Pyle was the first to professionalize the teaching of illustration as an art unto itself in the United States. In 1894, he inaugurated a class in illustration at Drexel Institute of Art, Science and Industry (now Drexel University) in Philadelphia; two years later, his courses were renamed Drexel’s School of Illustration. In 1898, he established a summer school at Chadds Ford, Pennsylvania, allowing him to give intensive instruction to chosen students. In 1900, he resigned from Drexel and founded his own school in Wilmington, which he operated until 1905, thereafter giving private critiques to select students. Pyle’s rigorous curriculum stressed naturalistic accuracy and emotional resonance. “Project your mind into your subject until you actually live it. Make your pictures live." These words – spoken by Pyle to his students – convey his passion for the art of illustration, which he regarded as the best manifestation of American art.

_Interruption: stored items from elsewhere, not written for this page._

PR #549, opened 2026-07-13
feat(contract): floor posted rates to 5 sig figs to end the sub-perceptible crown war

anderdc:
## Problem

The crown is ranked **off-chain** on the raw stored rate — strict best-rate-wins, bucketed by exact rate value, ties split evenly (`scoring.py` `crown_holders_at_instant`). `set_quote` stored a **full-precision `u128`** with no tick (`state.rs` comment: "deliberately no on-chain rate check").

So two miners could undercut in a **sub-perceptible digit** (e.g. the 9th sig fig) to land in a distinct, strictly-better bucket and capture the **entire** crown for a direction — for free, with **zero benefit to takers**. A rate war with no floor. The only friction was the anti-flashing churn fee, which taxes *rapid* re-quotes but doesn't stop a slow, invisible undercut.

`RATE_SIG_FIGS = 5` and `normalize_rate()` already existed and *claimed* (in comments) to be enforced on post and parse — but neither the CLI post path nor the validator ingest actually applied it. It was display-only.

## Fix

Floor every posted rate to `RATE_SIG_FIGS` (=5) significant figures **at the source**, so a crown-winning improvement is always one a taker can actually see; sub-perceptible undercuts collapse into the incumbent's bucket and **tie & split** instead of stealing the crown.

- **Contract** — `quantize_rate_sig_figs` (pure integer `ilog10` + floor, no floats — non-deterministic in BPF; floor not round so no tick-gaming and no overflow), applied in `set_quote` **before the rate is stored *or* emitted**, so the pinned swap rate, off-chain crown ranking, and indexer/UI all read one canonical value.
- **CLI** — mirror the floor (`quantize_rate_fixed`) so previews and posts match exactly what the chain stores.
- **Validator** — floor on `QuoteSet` ingest too. Redundant post-redeploy, but **closes the migration window** where a pre-redeploy full-precision quote could still snipe the crown before it re-posts.
- Fix the stale `RATE_SIG_FIGS` comment that claimed enforcement already existed.

## Decisions

- **Hardcoded constant, not a `Config` field** — `Config` is a live singleton account ending in `bump: u8`, so adding a field is a borsh layout migration on the existing account. Keeping it a const keeps the redeploy free of an account migration. Can be promoted to `Config` later if we ever want to retune the tick without a program upgrade.
- **No IDL / client change** — `set_quote`'s signature (`rate: u128`) and the `QuoteSet` event shape are unchanged; only the stored value is floored. The alw-utils indexer needs no change.
- **5 sig figs preserved** from the existing constant — not repicking precision here.

## Test / verify

- Rust: `cargo test -p allways_swap_manager --lib quantize` → ok.
- Python: `pytest tests/test_rate.py` → 62 passed (includes new `TestQuantizeRate`, kept in lockstep with the Rust cases).
- Import smoke on validator + both CLI modules.

## Rollout

Requires a **contract redeploy** (testnet netuid19 → mainnet netuid7) for the on-chain floor to take effect. The validator-side ingest floor and CLI mirror take effect on normal deploy and already neutralize the war for the crown independent of the contract, so the redeploy is about canonical storage + execution/UI consistency, not a hard dependency for stopping the bleed.

### DIFF
--- a/allways/cli/swap_commands/numeraire.py
+++ b/allways/cli/swap_commands/numeraire.py
@@ -30,6 +30,7 @@ from allways.cli.swap_commands.helpers import (
 from allways.cli.swap_commands.pair import write_rate_posted_flag
 from allways.constants import LAUNCH_SPOKES, NUMERAIRE_CHAIN, RATE_PRECISION
 from allways.solana.client import SolanaClientError
+from allways.utils.rate import quantize_rate_display, quantize_rate_fixed
 
 
 @dataclass
@@ -149,7 +150,8 @@ def quotes_command(spread_bps, dry_run, yes, **spoke_opts):
                 )
             else:
                 note = f'[dim]free (was {was:g})[/dim]'
-        console.print(f'  {sp.from_chain.upper()} → {sp.to_chain.upper()}: [green]{sp.rate:g}[/green]   {note}')
+        disp = quantize_rate_display(sp.rate)  # mirror the on-chain floor so preview == stored
+        console.print(f'  {sp.from_chain.upper()} → {sp.to_chain.upper()}: [green]{disp:g}[/green]   {note}')
 
     if total_fee:
         console.print(
@@ -168,7 +170,14 @@ def quotes_command(spread_bps, dry_run, yes, **spoke_opts):
     for sp in specs:
         try:
             with loading(f'Publishing {sp.from_chain.upper()} → {sp.to_chain.upper()}...'):
-                client.set_quote(sp.from_chain, sp.to_chain, sp.from_addr, sp.to_addr, int(sp.rate * RATE_PRECISION), 0)
+                client.set_quote(
+                    sp.from_chain,
+                    sp.to_chain,
+                    sp.from_addr,
+                    sp.to_addr,
+                    quantize_rate_fixed(int(sp.rate * RATE_PRECISION)),
+                    0,
+                )
             posted += 1
         except SolanaClientError as e:
             console.print(f'[red]Failed {sp.from_chain.upper()} → {sp.to_chain.upper()}: {e}[/red]')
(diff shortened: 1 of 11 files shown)


anderdc:
Folded in a second, independent contract change (commit \`6d8ee77\`) so it rides the same redeploy — flagging it since it's outside the rate-quantization scope of the original diff.

**\`fix(contract): close per-swap vote rounds on quorum to reclaim their rent\`**

\`confirm_swap\`/\`timeout_swap\` already close the Swap PDA in the terminal quorum branch but only \`reset_round\`'d the per-swap \`VoteRound\`, parking ~0.00482 SOL/swap on-chain forever. Now the round is closed too, refunding its rent to the validator.

- **Scope:** the two per-swap round types (\`VOTE/CONFIRM/swap_key\`, \`VOTE/TIMEOUT/swap_key\`) are the only *unbounded* rounds — initiate/activate/deactivate are per-miner, set_weights is a global singleton, all reused/reset in place. So this fully stops the single-validator leak; nothing else stacks.
- **Straggler safety:** \`swap\` is a required \`Account<Swap>\` resolved *before* \`vote_round\` in the accounts struct, so a late confirm/timeout reverts on the already-closed swap before \`init_if_needed\` could re-create the round. Worst case is rent, never funds — and this path already reverted today (the swap close is pre-existing); this commit only adds the rent refund.
- **Tests:** the existing multi-validator LiteSVM lifecycle tests now assert the confirm/timeout round is gone after quorum. Full suite green (rebuilt the BPF \`.so\` first — stale-\`.so\` trap).

**Deliberately *not* included:** the backlog reaper instruction + off-chain sweep (Part 2/3 of the original plan). Its real job is multi-validator losing-branch orphans, which are only produced/testable once multi-validator ships — and that work brings its own contract upgrade, the reaper's natural home. On single-validator the backlog (~33 test-artifact orphans, ~0.16 SOL) is frozen by this fix and won't grow. Will track it against the multi-validator milestone.

PR #562, opened 2026-07-15
Add validator stake-weight vote to Solana contract

LandynDev:
## What

Python side of the stake-weight mechanism, plus one small contract change: every ~12h (block-aligned, 3600 subtensor blocks) each validator derives the draw-weight vector — floor(alpha_stake / 50k) per whitelisted validator, index-aligned to Config.validators — and votes it via vote_set_weights. Quorum applies it; the reservation-lottery draw becomes stake-true.

## How

- layouts.py / client.py: vote_set_weights builder targeting the post-#560 interface — args (weights: Vec<u64>, round_key: [u8;32]), round_key = keccak(REQ_SET_WEIGHTS || validator keys || weights LE) via weights_round_key (mirror of consensus.rs::weights_hash), vote-round PDA keyed by that hash (per-snapshot rounds)
- validator/weights_vote.py: block-boundary gate, in-epoch retry throttle (matches vote-round TTL), skip-if-unchanged, per-snapshot open-round dedup, benign-error swallowing (AlreadyVoted / WeightsUpdateTooSoon / NotValidator); never raises into the forward loop
- Not-whitelisted validators warn once and keep running; watch mode logs WOULD
- Contract (bind_hotkey.rs): the H3 squat gate now also admits whitelisted validators — miner_state becomes an optional account; the gate is collateralized-MinerState OR signer in Config.validators. Without this, validators cannot bind and every derived weight is 0. Squat pricing holds: both paths cost something scarce and attributable (locked collateral / hand-approved slot)
- bind-hotkey is now a top-level alw command (miners and validators; alw miner bind-hotkey kept as alias); validator startup warns if unbound; the client passes anchor's optional-account None when the signer has no MinerState
- constants.py: WEIGHTS_STAKE_BUCKET_ALPHA, WEIGHTS_VOTE_INTERVAL_BLOCKS, vote-round-TTL mirror

## Testing

- Python: 743 passed (26 new: vector derivation edges, every step gate, error swallowing, instruction bytes incl. independent keccak recompute of round_key)
- Contract: all 12 suites green; new test_bind_whitelisted_validator_without_miner_state + test_bind_none_miner_state_still_gated
- Solana e2e (fresh deploy of this branch's program): validator binds via the widened gate, bootstrap vote lands, Config shows the applied vector + last_weights_update stamped; sol-btc lifecycle unaffected

## Deploy note

Contains a program change — requires a contract redeploy/upgrade alongside the validator rollout.


LandynDev:
Revision pushed: the builder now targets the post-#560 interface — args are (weights: Vec<u64>, round_key: [u8;32]), round_key = keccak(REQ_SET_WEIGHTS || validator keys in config order || weights u64 LE) via a new weights_round_key helper mirroring consensus.rs::weights_hash, and the vote_round PDA is keyed by that hash (per-snapshot rounds). weights_vote.py derives round_key from the exact snapshot it submits; VoteHashMismatch dropped from the benign-error list (unreachable under per-snapshot rounds). Builder test recomputes the hash independently and asserts the new arg layout + keyed PDA. Verified on-chain against a freshly deployed post-#560 program in the solana e2e: the bootstrap vote lands and Config shows the applied vector + last_weights_update stamped. 743 tests green.

LandynDev:
Second revision pushed: #560's bind gate blocked validators from binding at all (no MinerState), which would have made every derived weight 0. bind_hotkey's miner_state is now optional and the gate admits whitelisted validators (collateral OR whitelist slot — squat pricing preserved). Rust tests added for the validator path and the None-without-whitelist rejection. NOTE: the PR now contains a program change — needs a contract redeploy when it ships. E2E on a fresh deploy of this branch: validator binds, bootstrap vote lands, weights applied on-chain.

LandynDev:
Simplification pass: dropped the open-round pre-check (_voted_in_open_round + get_vote_round read + the TTL-mirror constant) — the contract's AlreadyVoted rejection plus the 30-min retry throttle already cover it, and at this cadence the pre-check saved nothing (a duplicate fails preflight, fee-free). Also dropped the once-per-process whitelist-warning flag (the epoch memo already rate-limits it to once per ~12h). Net -44 lines. 741 tests green; e2e re-run PASS (bound, weights=[2] posted, lifecycle COMPLETED).

anderdc (approved):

Some of his students went on to create memorable works through the mid-twentieth century. His protégés became known as the “Brandywine School of Illustrators” because of the school’s location in the Brandywine Valley of Delaware and Pennsylvania. Pyle’s best-known students included N. C. Wyeth and Jessie Willcox Smith.
Today, illustrators, filmmakers, and animators still acknowledge Pyle’s lasting imprint on the nation’s visual culture. After his death in 1911, the Wilmington Society of the Fine Arts, now the Delaware Art Museum, was founded to preserve and exhibit his works of art.